A Pegium document moves through these states:

  1. Changed
  2. Parsed
  3. IndexedContent
  4. ComputedScopes
  5. Linked
  6. IndexedReferences
  7. Validated

The important idea is that later features can depend on a minimum stable state instead of rebuilding everything ad hoc.

Creation of documents

DefaultDocumentFactory is responsible for turning text into a workspace::Document.

When the workspace manager or the LSP runtime needs a document, the factory:

  • gets the latest text from the shared text-document provider or the file system
  • materializes a Document from the authoritative TextDocument
  • fixes the canonical document URI at construction time
  • resolves the language services from the document URI
  • normalizes the attached text-document languageId from those services
  • selects the registered parser
  • parses the text into AST and CST
  • stores the document in the Parsed state

If the URI does not resolve to registered services, document creation fails instead of producing a partially typed workspace document.

Indexing of symbols

The first build phase after parsing is IndexedContent.

In this phase, ScopeComputation and the index manager collect the symbols that a document exports to the rest of the workspace. Those exported symbols become part of the global lookup space used later by scoping and linking.

This phase is intentionally early: it only depends on the parsed tree, not on linked references.

Computing scopes

After exported symbols are indexed, the document moves to ComputedScopes.

This phase prepares the local symbol information that later scope providers use to answer the question "what is visible from this reference site?". In other words, it turns the parsed tree into a document that is ready for linking.

This is also why scope computation should not depend on already linked references. Linked references happen later in the lifecycle.

Linking

Once scopes are available, the linker can resolve references and move the document to Linked.
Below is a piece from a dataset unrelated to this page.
PR #8780, opened 2026-08-19
Bind the Dispersion and Trends tabs to corpus data

dieterolson:
## Summary

Two tabs of the Launch Monitor Analytics workbench have been inert against corpus data since the corpus was wired up in #8757/#8769 — **Dispersion** had no lateral coordinate to bind to, and **Trends** had no time column. The data authority has now extracted both (its issues #18 and #19); this is the consumer half.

Conceptually, linking combines:

  1. the written reference text
  2. the visible candidates exposed by the scope provider
  3. the target descriptions and target documents managed by the workspace

At the end of this phase, editor features such as go to definition, references, rename, and many semantic validations can reason about concrete targets instead of just unresolved names.

Indexing of references

After linking, the document enters IndexedReferences.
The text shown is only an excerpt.